PR #2516, opened 2022-05-13
[test] Align the job report test to the new `gpu_burn_check` library test

teojgo:


cscs-checks/system/jobreport/gpu_report.py
```diff
@@ -67,32 +64,33 @@ def set_sanity_patterns(self):
...
             sn.all(
-                map(lambda x, y: self.burn_time/x <= y, time_reported, usage)
+                map(lambda x, y: self.duration/x <= y/100, time_reported, usage)
             ),
-            sn.assert_ge(sn.min(time_reported), self.burn_time)
+            sn.assert_ge(sn.min(time_reported), self.duration)
         ])
 
+    @deferrable
+    def count_successful_burns(self):
```
vkarak, line 88: This does not only count them, but asserts them.

cscs-checks/system/jobreport/gpu_report.py
```diff
@@ -23,14 +23,11 @@ class gpu_usage_report_check(GpuBurn):
     '''
 
     valid_systems = ['daint:gpu', 'dom:gpu']
-    valid_prog_environs = ['PrgEnv-gnu']
+    valid_prog_environs = ['PrgEnv-nvidia']
```
vkarak, line 26: There is no need to redefine this, since the  `gpu_burn_check` is now using `+cuda` or `+hip`. Scoping the systems makes sense though, since job report is available only on those two.

vkarak (changes requested):
I have two additional general comments for the test. I don't think it's a good idea to set `num_tasks=0` and also have the `production` tag. I would rather set explicitly `num_tasks` to a value. Second, I don't think that any sort of performance function is needed for the job report. The test is to verify the correctness of the reporting.

vkarak (approved):

PR #2520, opened 2022-05-20
[bugfix] Improve detection of ReFrame test files

### LINKED ISSUE #2502: ReFrame requires an `import reframe` statement to consider a Python file as reframe test
While this works for standalone tests, it may be problematic for tests deriving from library tests. Such tests may not need to import from `reframe`, but just from the library.

vkarak:
Now not only files that import `reframe` are consider, but also files that use the `@simple_test` decorator.

Fixes #2502.

### DIFF
--- a/cscs-checks/microbenchmarks/gpu/gpu_burn/gpu_burn_test.py
+++ b/cscs-checks/microbenchmarks/gpu/gpu_burn/gpu_burn_test.py
@@ -3,7 +3,7 @@
 #
 # SPDX-License-Identifier: BSD-3-Clause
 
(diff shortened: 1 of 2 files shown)


ekouts (approved):

victorusu (approved):
lgtm. this is a great idea! Does it make sense to have this as a helper function that we can reuse in other tests?

victorusu:
> lgtm. this is a great idea! Does it make sense to have this as a helper function that we can reuse in other tests?

Forget it! It is already there! 😄

PR #2533, opened 2022-06-08
[bugfix] Improve test selection by their variant id

### LINKED ISSUE #2513: When selecting tests by their id, their id is taken literally as a string
In a parameterised test with more than 10 variants, you can't select a test with a single digit variant, e.g., `testA@0` will match no test, whereas `testA@00` will. The variant ID should be interpreted as an integer when matching tests by variant.

ekouts:
Fixes #2513 .

### DIFF
--- a/reframe/frontend/filters.py
+++ b/reframe/frontend/filters.py
@@ -49,11 +49,11 @@ def have_any_name(names):
     regex_matches = []
     for n in names:
         if has_compact_names and '@' in n:
-            test_name, sep, id = n.rpartition('@')
-            if id.isdigit():
-                exact_matches.append((test_name, int(id)))
-            else:
-                exact_matches.append((test_name, id))
+            test, _, variant = n.rpartition('@')
+            try:
+                exact_matches.append((test, int(variant)))
+            except ValueError:
+                exact_matches.append((test, variant))
 
         else:
             regex_matches.append(n)
--- a/reframe/frontend/filters.py
+++ b/reframe/frontend/filters.py
@@ -50,10 +50,8 @@ def have_any_name(names):
     for n in names:
         if has_compact_names and '@' in n:
             test, _, variant = n.rpartition('@')
-            try:
+            if variant.isdigit():
                 exact_matches.append((test, int(variant)))
-            except ValueError:
-                exact_matches.append((test, variant))
 
         else:
             regex_matches.append(n)
@@ -67,12 +65,7 @@ def have_any_name(names):
         # Check if we have an exact match
         for m in exact_matches:
             cls_name = type(case.check).__name__
-            if case.check.is_fixture():
-                fixt_id = case.check._rfm_fixt_data.mashup()
-                if (cls_name, fixt_id) == m:
-                    return True
-
-            elif (cls_name, case.check.variant_num) == m:
+            if (cls_name, case.check.variant_num) == m:
                 return True
 
         display_name = case.check.display_name.replace(' ', '')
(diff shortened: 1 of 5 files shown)


victorusu (approved):
`lgtm`

reframe/frontend/filters.py
```diff
@@ -49,7 +49,12 @@ def have_any_name(names):
     regex_matches = []
     for n in names:
         if has_compact_names and '@' in n:
-            exact_matches.append(n.replace('@', '_'))
+            test_name, sep, id = n.rpartition('@')
```
vkarak, line 52:
```suggestion
            test_name, sep, variant = n.rpartition('@')
```

reframe/frontend/filters.py
```diff
@@ -49,7 +49,12 @@ def have_any_name(names):
...
+            if id.isdigit():
+                exact_matches.append((test_name, int(id)))
+            else:
+                exact_matches.append((test_name, id))
```
vkarak, line 56: Why not in the pythonic way?

```suggestion
            try:
                exact_matches.append((test, int(id)))
             except ValueError:
                exact_matches.append((test, id))
```

reframe/frontend/filters.py
```diff
@@ -61,7 +66,13 @@ def have_any_name(names):
     def _fn(case):
         # Check if we have an exact match
         for m in exact_matches:
-            if m == case.check.unique_name:
+            cls_name = type(case.check).__name__
+            if case.check.is_fixture():
+                fixt_id = case.check._rfm_fixt_data.mashup()
+                if (cls_name, fixt_id) == m:
+                    return True
```
vkarak, line 73: Why should we deal with fixtures here? If you select a test, its fixtures are also selected by default. And we should not allow selecting fixtures only.

vkarak: And if we need what you have here, we should not be accessing private fields of the test...

vkarak (changes requested):

reframe/frontend/filters.py
ekouts: > And we should not allow selecting fixtures only.

Before it was working so I was trying to maintain the same behavior. I think it make sense to run just the fixture when you investigate errors. If we decide to not allow it we should remove the `Rerun with ` in the failure report.

ekouts: > And if we need what you have here, we should not be accessing private fields of the test...

Yes you are right... I was trying to avoid adding another property in the pipeline, we already have `variant_num`, `param_variant` and `fixture_variant` that are different. Should add another property about data or something that only returns the `hash_id`?

vkarak: > Before it was working so I was trying to maintain the same behavior. I think it make sense to run just the fixture when you investigate errors. If we decide to not allow it we should remove the Rerun with in the failure report.

I disagree with this. Fixtures have a meaning *only* in relation to the test that are attached to, so they should not run stand alone. The fact this was allowed before it was just an artifact, never on purpose :-)

reframe/frontend/filters.py
ekouts: The only reason to keep non-digit ids was for the fixtures so I removed the else

reframe/schemas/runreport.json
```diff
@@ -40,6 +40,7 @@
                 "fail_reason": {"type": ["string", "null"]},
                 "fail_severe": {"type": "boolean"},
                 "filename": {"type": "string"},
+                "is_fixture": {"type": "boolean"},
```
vkarak, line 43:
```suggestion
                "fixture": {"type": "boolean"},
```

vkarak (commented):
Just a minor comment still, which I can fix.

PR #2535, opened 2022-06-09
[bugfix] Skip test file when an import error is encountered

### LINKED ISSUE #2517: Run session stops when an import error is encountered in one of the tests
The correct behaviour should be to report the error and continue with the rest of the tests.

rsarm:
Closes #2517


victorusu (approved):
`lgtm`

vkarak (approved):

PR #2537, opened 2022-06-17
[feat] Do not require to set `container_platform` for running containerised tests

### LINKED ISSUE #2396: Make tests container-runtime agnostic
Currently, the test has to define the container platform and the configuration simply states how that platform is made available. Ideally, we want the test to be able to run without changes on a container platform that is entirely configured at the system level.

vkarak:
This PR improves how tests handle the `container_platform` attribute. Users are no more required to set the `container_platform` in their tests. This will be taken from the default `container_platform` defined for the current partition in the configuration. Also, this PR brings back the `workdir` attribute of the container platform and each backend emits the right option.

The documentation and the tutorial are also adapted and a new tutorial example is added which show cases a tests of GROMACS that runs both natively and from different containers.

## Implementation details

In order to allow setting the `container_platform` attributes in the class body, we have employed the following trick. We assign a bogus `ContainerPlatform` that implements its abstract methods simply by raising a `NotImplementedError`. The purpose of this container platform is to hold any attributes set by the user. During the test's setup, when we know the current system partition, we replace the `container_platform` by creating a concrete one and copying any set attributes from the bogus. This whole mechanism is completely transparent to the users, which they can also set explicitly the `container_platform` if they wish, as in the past.

Fixes #2396.

### DIFF
--- a/docs/config_reference.rst
+++ b/docs/config_reference.rst
@@ -472,6 +472,16 @@ ReFrame can launch containerized applications, but you need to configure properl
    - ``Singularity``: The `Singularity <https://sylabs.io/>`__ container runtime.
 
 
+.. js:attribute:: .systems[].partitions[].container_platforms[].default
+
+   :required: No
+
+   If set to ``true``, this is the default container platform of this partition.
+   If not specified, the default container platform is assumed to be the first in the list of :js:attr:`container_platforms`.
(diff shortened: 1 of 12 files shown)


victorusu (approved):
`lgtm`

★ ★ ★ ★

> [Work request]
Scan the data above and copy each line containing the word "except".

> [Expected answer]
+            except ValueError:
-            except ValueError:
             except ValueError:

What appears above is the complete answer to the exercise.